*Task description*. In the entries below, spot each line with the word "include" and copy it.

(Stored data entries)
------------------------------------------------

PR #1013, opened 2026-08-10
changed(pacs)!: Build PACs on demand and update PAC APIs

jbeaurivage:
# Summary
The pre-generated PACs sitting in the repo have always been a pain point. This PR enables generating the PAC code at build-time using a build.rs scripts, which enormously reduces the number of files in the PAC crates. It also means we no longer need to run an `update-pacs` script whenever we update SVDs or `svd2rust` version, which is now a build-time dependency.

Currently the `svd2rust` dependency is at 0.37.1, which is the latest version.

I created a new helper library, `atsamd-hal-pacs-builder`, which contains the PAC generation code. It also uses `svdtools`, and much nicer YAML-based SVD patch templates rather than XSLT, which don't have good, pure-rust library offerings. The individual `build.rs` scripts just contain glue to call the codegen function. The PACs' `lib.rs` is now just this:

```rs
#![no_std]
#![allow(clippy::all)]
#![allow(non_camel_case_types)]
#![allow(non_snake_case)]
#![allow(unsafe_op_in_unsafe_fn)]

include!(concat!(env!("OUT_DIR"), "/pac.rs"));

pub use __pac_impl::generic::*;
pub use __pac_impl::*;
```

I also updated the SVDs to the latest version provided by Microchip. As of right now, SAMD21 and SAMD51 devices are using official SVD releases from Microchip. The others use unofficial releases provided to us by Microchip while waiting for them to be officially released.

The new SVD+svd2rust combo brings in relatively significant API changes, so this will be a breaking change for PACs and the HAL.

### Notes
1. Deleting the generated PAC code from the repo obviously creates an absolutely monstrous git diff. I'll try to contain the file deletions and SVD updates to their own commits, so we can make a more palatable diff from the other commits in the PR for review.
1. ~~We are also waiting for `svd-parser` to make a new release. We need [these changes](https://github.com/rust-embedded/svd/pull/301) to be released to crates.io for the new PACs to be accepted by `svd2rust`. Currently I'm patching the dependency to the git version in the workspace `Cargo.toml`, but I don't think that's allowed if we want to release `atsamd-hal-pacs-builder` to crates.io.~~ svd-parser released!
1. Removing the generated PAC code and updating SVDs obviously results in a HUGE diff. I tried to break the commits down in more digestible chunks. The interesting stuff (changes to code) can be found [here](https://github.com/atsamd-rs/atsamd/compare/aac74e6cc8e8bd3dab05c8feab067a09bd76c605...8dd009e076803ca281ceac261f590195678881ce).

### Checklist
- [x] SAMD11 SVD v2.8.208, unofficial from Microchip
- [x] SAMD21 SVD v3.8.270, 2026-02-11
- [x] SAME51 SVD v3.9.276, 2026-06-11
- [x] SAME51 SVD v3.10.279, unofficial from Microchip
- [x] SAME53 SVD v3.11.259, unofficial from Microchip
- [x] SAME54 SVD v3.12.276, unofficial from Microchip
- [x] `svd-parser` release > 0.14.10


atsamd-hal-pac-builder/src/lib.rs
```diff
@@ -0,0 +1,171 @@
...
+            }
+        }
+    }
+
+    Err(anyhow::anyhow!("Chip not found"))
+}
+
+/// Get the chip name from the PAC package name
+fn get_chip_name(pkg_name: impl AsRef<str>) -> Option<String> {
+    let re = regex::Regex::new(r"atsam[a-z]\d{2}[a-z]+").unwrap();
```
rnd-ash: I think to allow for easier addition of future chips (PIC series), we should have another way of expressing this?

atsamd-hal-pac-builder/Cargo.toml
```diff
@@ -0,0 +1,11 @@
+[package]
+name = "atsamd-hal-pac-builder"
+version = "0.1.0"
+edition = "2024"
+
+[dependencies]
+anyhow = "1.0"
+svd2rust = "0.37.1"
```
rnd-ash: Maybe its best to pin this package? - Since if anything on SVD2Rust's end changes the PAC generation (Even in patch changes), it could potentially break the generated PAC with the HAL

rnd-ash (approved):
Overall really happy with this, just a couple minor thoughts I've left, but nothing major.

Its also great to see all peripheral register writes are far more clearer, and are now correct with how the datasheets say to modify certain registers (For example interrupt registers)

The only outstanding question I have is what is with the feature flags being changed on all the PACs to include `<PAC>/critical-section` feature flag?

atsamd-hal-pac-builder/src/lib.rs
jbeaurivage: Fixed, the chip names are now specified in the Cargo.toml package metadata instead of trying to parse them with regex.

atsamd-hal-pac-builder/Cargo.toml
jbeaurivage: Done.

jbeaurivage:
Great! To answer your question, the newer versions of svd2rust rely on `critical-section` for the `Peripherals::take` API. If the HAL doesn't use that feature, `Peripherals::take` is not available, and we would be forced to only rely on `Peripherals::steal`. `atsamd-hal` already uses `critical-section` as a non-optional dependency, so this change is transparent to the user.

hal/src/dmac/async_api.rs
```diff
@@ -37,11 +37,11 @@ impl Handler<DMAC> for InterruptHandler {
                 let wake = if dmac.chintflag().read().tcmpl().bit_is_set() {
                     // Transfer complete. Don't clear the flag, but
                     // disable the interrupt. Flag will be cleared when polled
-                    dmac.chintenclr().modify(|_, w| w.tcmpl().set_bit());
+                    dmac.chintenclr().write(|w| w.tcmpl().clear_bit_by_one());
```
TDHolmes, line 40: `<rusty at rust comment>`
I might be misunderstanding the APIs / mechanics here, but shouldn't you write a bit to a clear register/API? `clear_bit_by_one()` sounds like it clears a bit rather than setting it.
`</rusty at rust comment>`

jbeaurivage: Thanks! I understand where you're coming from. Basically microchip updated their SVDs, and now mark registers/bits that are cleared by writing a one. svd2rust understands this, and provides the `clear_bit_by_one` method instead of `set_bit`. It compiles down to the same instructions (ie, writing a one), but the intent is clearer.

TDHolmes: makes sense! Yeah I think it would be clearer just reading it in a vacuum, the diff with what was there before was tripping me up I think.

------------------------------------------------

*Expected output*.
include!(concat!(env!("OUT_DIR"), "/pac.rs"));
The only outstanding question I have is what is with the feature flags being changed on all the PACs to include `<PAC>/critical-section` feature flag?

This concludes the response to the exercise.